Search code examples
cglibcweak-symbol

How does GNU Argp change its behavior if argp_program_bug_address exists or not?


GNU Argp (part of glibc, the GNU C library), changes its behavior based on the non-zero existence of various global variables. For example, if I define argp_program_bug_address as a non-zero value, it will be used as part of generated --help output.

Detecting the difference between zero and non-zero is straightforward. It's not as obvious how Arpg handles that I might or might not define argp_program_bug_address at all. If I do not define it, presumably a definition setting it to zero must exist in glibc. Indeed, there appears to be a defintion in argp/argp-ba.c (declaration). But if that's the case, if I define it, that would mean both I and the library defined it, resulting in link errors complaining about the multiple definition.

Weak symbols seem like a solution, but examining the glibc source, I cannot find any evidence that argp_program_bug_address or similar variables are defined weakly.

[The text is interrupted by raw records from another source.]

PR #8423, opened 2016-05-12
fix(all): Use $templateRequest instead of $http for security.

### LINKED ISSUE #8413: Change all templates to be requests through $templateRequest
Currently the library goes through `$http` for template requests, which is a security problem. The templates should instead be requested through `$templateRequest`

topherfangio:
For security purposes, we have switched from using `$http` for our template and icon requests to using `$templateRequest` since it provides some automatic caching, and more importantly, security checks about the URL/data.

See https://docs.angularjs.org/api/ng/service/$templateRequest for more information.

Fixes #8413.


topherfangio:
@jelbourn Ping for review when you have a chance.

jelbourn:
LGTM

How is this working so that I can define a value that is used without causing a multiple definition error, but it also works if I never define it?


Solution

  • When you link to glibc, you're linking with (e.g.) /usr/lib64/libc.so.

    This is a linker script:

    /* GNU ld script
       Use the shared library, but some functions are only in
       the static library, so try that secondarily.  */
    OUTPUT_FORMAT(elf64-x86-64)
    GROUP ( /lib64/libc.so.6 /usr/lib64/libc_nonshared.a  AS_NEEDED ( /lib64/ld-linux-x86-64.so.2 ) )
    

    argp/argp-ba.c has only a single define of:

    const char *argp_program_bug_address;
    

    This definition goes into /usr/lib64/libc.a and is a common symbol (nm type C and readelf type COM).

    So, if you do not define it, the symbol ends up in the .bss section using the definition from libc.a:argp-ba.o.

    If you do define it, the linker uses your definition and the symbol ends up in the .data section.